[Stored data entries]
━━━━

PR #328, opened 2019-11-25
adds ko builder image

poy:
This adds a builder image for github.com/google/ko.

### DIFF
--- a/ko/Dockerfile
+++ b/ko/Dockerfile
@@ -9,10 +9,8 @@ COPY --from=0 /go/bin/ko /
 COPY ko.bash /builder/ko.bash
 
 # Install Go
-RUN curl https://dl.google.com/go/go1.13.4.linux-amd64.tar.gz -o go1.13.4.linux-amd64.tar.gz \
-  && tar -C /usr/local -xzf go1.13.4.linux-amd64.tar.gz \
-  && rm go1.13.4.linux-amd64.tar.gz
-ENV PATH="${PATH}:/usr/local/go/bin"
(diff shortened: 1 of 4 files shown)


ko/Dockerfile
```diff
@@ -0,0 +1,21 @@
...
+
+ENV GO111MODULE=on
+RUN CGO_ENABLED=0 GOOS=linux go get github.com/google/ko/cmd/ko
+
+FROM gcr.io/cloud-builders/kubectl
+
+COPY --from=0 /go/bin/ko /
+COPY ko.bash /builder/ko.bash
+
+# Install Go
```
ImJasonH: I wonder whether you can copy the Go binary out of the builder image... 🤔

poy: That's a cool idea. I'll try that out.

poy: Looks like that works

poy:
@ImJasonH I made the requested update, PTAL.

ko/cloudbuild.yaml
```diff
@@ -0,0 +1,5 @@
+steps:
+- name: 'gcr.io/cloud-builders/docker'
+  args: ['build', '--tag=gcr.io/$PROJECT_ID/ko', '.']
```
ImJasonH: Can you add a step that sanity checks that ko is available and installed?

```
- name: 'gcr.io/$PROJECT_ID/ko'
  args: ['version']
```

poy: Done

poy:
@ImJasonH I added the step, PTAL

━━━━

Every record above needs to be returned in full, exactly.

• ANSWER FOR THIS EXERCISE:
PR #328, opened 2019-11-25
adds ko builder image

poy:
This adds a builder image for github.com/google/ko.

### DIFF
--- a/ko/Dockerfile
+++ b/ko/Dockerfile
@@ -9,10 +9,8 @@ COPY --from=0 /go/bin/ko /
 COPY ko.bash /builder/ko.bash
 
 # Install Go
-RUN curl https://dl.google.com/go/go1.13.4.linux-amd64.tar.gz -o go1.13.4.linux-amd64.tar.gz \
-  && tar -C /usr/local -xzf go1.13.4.linux-amd64.tar.gz \
-  && rm go1.13.4.linux-amd64.tar.gz
-ENV PATH="${PATH}:/usr/local/go/bin"
(diff shortened: 1 of 4 files shown)


ko/Dockerfile
```diff
@@ -0,0 +1,21 @@
...
+
+ENV GO111MODULE=on
+RUN CGO_ENABLED=0 GOOS=linux go get github.com/google/ko/cmd/ko
+
+FROM gcr.io/cloud-builders/kubectl
+
+COPY --from=0 /go/bin/ko /
+COPY ko.bash /builder/ko.bash
+
+# Install Go
```
ImJasonH: I wonder whether you can copy the Go binary out of the builder image... 🤔

poy: That's a cool idea. I'll try that out.

poy: Looks like that works

poy:
@ImJasonH I made the requested update, PTAL.

ko/cloudbuild.yaml
```diff
@@ -0,0 +1,5 @@
+steps:
+- name: 'gcr.io/cloud-builders/docker'
+  args: ['build', '--tag=gcr.io/$PROJECT_ID/ko', '.']
```
ImJasonH: Can you add a step that sanity checks that ko is available and installed?

```
- name: 'gcr.io/$PROJECT_ID/ko'
  args: ['version']
```

poy: Done

poy:
@ImJasonH I added the step, PTAL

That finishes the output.